PROBLEM REQUIREMENTS – Only these lines of the data below are wanted: the one with "from typing import", the one with "import attr", and any lines between them, each repeated exactly.

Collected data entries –

* * *

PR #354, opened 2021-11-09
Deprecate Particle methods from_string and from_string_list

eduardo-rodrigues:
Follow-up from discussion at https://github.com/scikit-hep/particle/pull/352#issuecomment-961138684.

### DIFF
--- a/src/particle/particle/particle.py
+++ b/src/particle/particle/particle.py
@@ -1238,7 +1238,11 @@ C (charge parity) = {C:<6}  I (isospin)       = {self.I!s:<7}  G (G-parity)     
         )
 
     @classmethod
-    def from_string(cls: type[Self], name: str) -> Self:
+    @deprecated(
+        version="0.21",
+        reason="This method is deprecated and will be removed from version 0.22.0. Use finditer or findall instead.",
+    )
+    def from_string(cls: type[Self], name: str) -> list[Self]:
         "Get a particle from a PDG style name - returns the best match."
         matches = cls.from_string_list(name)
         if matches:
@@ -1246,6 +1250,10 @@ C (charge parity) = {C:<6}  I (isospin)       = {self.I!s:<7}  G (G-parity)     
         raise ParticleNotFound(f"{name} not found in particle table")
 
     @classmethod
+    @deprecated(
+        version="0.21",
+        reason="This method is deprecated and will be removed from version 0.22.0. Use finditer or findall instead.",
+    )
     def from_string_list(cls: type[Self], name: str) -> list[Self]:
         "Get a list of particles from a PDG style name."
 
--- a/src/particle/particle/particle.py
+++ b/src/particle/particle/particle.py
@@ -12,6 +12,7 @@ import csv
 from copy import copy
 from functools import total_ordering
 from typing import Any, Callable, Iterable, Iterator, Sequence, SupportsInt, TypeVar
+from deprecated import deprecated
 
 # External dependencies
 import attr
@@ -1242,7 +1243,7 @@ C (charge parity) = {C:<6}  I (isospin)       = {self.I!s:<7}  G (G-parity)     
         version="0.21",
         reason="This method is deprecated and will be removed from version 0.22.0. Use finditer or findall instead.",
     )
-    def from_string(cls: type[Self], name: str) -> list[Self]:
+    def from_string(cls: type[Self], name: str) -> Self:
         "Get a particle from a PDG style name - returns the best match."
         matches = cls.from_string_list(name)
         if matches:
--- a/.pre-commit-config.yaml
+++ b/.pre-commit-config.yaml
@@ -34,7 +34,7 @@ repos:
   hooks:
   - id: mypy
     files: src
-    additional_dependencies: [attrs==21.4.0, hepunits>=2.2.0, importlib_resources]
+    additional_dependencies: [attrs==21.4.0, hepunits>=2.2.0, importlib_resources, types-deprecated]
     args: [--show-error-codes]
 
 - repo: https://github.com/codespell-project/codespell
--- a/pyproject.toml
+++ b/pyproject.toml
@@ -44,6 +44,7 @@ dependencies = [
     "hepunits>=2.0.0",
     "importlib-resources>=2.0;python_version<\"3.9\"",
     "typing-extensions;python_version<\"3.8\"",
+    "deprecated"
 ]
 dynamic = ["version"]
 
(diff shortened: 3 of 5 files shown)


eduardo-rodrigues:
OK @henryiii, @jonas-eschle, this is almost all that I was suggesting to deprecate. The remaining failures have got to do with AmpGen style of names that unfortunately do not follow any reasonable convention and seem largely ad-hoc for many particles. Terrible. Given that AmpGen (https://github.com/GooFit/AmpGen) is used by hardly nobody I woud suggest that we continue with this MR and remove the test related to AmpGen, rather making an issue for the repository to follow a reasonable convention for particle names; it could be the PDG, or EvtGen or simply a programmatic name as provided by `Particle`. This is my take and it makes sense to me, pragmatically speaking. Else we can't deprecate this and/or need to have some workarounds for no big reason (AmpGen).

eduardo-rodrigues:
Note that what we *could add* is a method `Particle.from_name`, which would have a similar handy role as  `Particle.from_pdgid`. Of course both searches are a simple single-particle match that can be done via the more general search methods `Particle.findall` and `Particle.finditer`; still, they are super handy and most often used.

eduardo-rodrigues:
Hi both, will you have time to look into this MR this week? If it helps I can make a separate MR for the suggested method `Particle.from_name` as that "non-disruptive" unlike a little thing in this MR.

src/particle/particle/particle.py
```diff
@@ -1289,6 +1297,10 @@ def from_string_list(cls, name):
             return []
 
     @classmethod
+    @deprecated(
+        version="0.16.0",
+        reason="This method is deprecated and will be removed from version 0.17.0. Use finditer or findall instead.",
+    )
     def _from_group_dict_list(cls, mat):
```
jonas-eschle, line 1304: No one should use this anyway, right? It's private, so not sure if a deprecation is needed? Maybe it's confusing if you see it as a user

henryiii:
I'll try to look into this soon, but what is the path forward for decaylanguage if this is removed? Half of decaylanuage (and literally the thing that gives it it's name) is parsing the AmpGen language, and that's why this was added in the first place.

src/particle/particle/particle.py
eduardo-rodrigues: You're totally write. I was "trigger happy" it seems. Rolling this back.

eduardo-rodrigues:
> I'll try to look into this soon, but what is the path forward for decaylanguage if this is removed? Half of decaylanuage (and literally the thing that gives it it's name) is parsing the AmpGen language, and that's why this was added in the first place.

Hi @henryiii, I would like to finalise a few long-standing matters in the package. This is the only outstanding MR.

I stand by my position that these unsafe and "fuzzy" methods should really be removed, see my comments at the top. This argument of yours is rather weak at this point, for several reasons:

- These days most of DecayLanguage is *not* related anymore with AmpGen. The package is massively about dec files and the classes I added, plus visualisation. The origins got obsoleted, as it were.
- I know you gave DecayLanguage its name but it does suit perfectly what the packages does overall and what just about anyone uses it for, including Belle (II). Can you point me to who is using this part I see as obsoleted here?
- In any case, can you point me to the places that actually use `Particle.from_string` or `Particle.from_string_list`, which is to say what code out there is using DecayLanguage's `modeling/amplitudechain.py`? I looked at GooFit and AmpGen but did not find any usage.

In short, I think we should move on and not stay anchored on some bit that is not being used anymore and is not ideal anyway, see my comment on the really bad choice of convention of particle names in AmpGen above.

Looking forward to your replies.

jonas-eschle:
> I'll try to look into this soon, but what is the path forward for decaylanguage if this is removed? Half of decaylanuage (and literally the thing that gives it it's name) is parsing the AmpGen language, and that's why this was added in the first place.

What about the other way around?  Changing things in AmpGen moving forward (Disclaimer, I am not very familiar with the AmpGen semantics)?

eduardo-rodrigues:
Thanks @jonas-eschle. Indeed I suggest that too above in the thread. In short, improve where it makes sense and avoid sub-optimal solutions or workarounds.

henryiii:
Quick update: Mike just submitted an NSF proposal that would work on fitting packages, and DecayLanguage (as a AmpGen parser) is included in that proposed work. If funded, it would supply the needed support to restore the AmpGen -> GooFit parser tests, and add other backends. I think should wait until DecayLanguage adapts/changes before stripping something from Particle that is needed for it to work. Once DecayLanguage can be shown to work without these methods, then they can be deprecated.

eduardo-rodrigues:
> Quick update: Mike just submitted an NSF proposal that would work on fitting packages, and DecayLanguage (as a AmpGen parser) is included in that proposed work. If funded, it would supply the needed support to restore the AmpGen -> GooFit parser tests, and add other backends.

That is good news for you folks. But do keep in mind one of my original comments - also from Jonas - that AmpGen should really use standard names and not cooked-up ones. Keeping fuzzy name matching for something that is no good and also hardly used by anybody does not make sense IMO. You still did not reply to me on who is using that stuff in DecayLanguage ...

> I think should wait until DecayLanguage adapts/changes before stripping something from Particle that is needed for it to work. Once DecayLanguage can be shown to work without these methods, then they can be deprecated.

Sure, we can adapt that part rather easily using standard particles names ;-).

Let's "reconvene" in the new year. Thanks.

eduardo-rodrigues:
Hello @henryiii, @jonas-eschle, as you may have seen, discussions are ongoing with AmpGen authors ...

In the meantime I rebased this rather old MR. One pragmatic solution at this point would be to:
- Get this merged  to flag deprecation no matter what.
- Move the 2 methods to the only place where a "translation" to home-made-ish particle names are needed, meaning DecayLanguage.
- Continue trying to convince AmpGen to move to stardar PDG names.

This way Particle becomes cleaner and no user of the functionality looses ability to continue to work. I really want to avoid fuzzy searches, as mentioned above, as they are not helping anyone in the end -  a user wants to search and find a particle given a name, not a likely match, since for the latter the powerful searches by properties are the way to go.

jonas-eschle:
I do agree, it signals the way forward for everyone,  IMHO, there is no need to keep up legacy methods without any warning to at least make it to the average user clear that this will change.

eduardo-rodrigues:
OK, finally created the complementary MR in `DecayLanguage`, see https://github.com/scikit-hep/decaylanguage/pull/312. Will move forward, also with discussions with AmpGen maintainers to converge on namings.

* * *

COMPLETED TASK –
 from typing import Any, Callable, Iterable, Iterator, Sequence, SupportsInt, TypeVar
+from deprecated import deprecated
 
 # External dependencies
 import attr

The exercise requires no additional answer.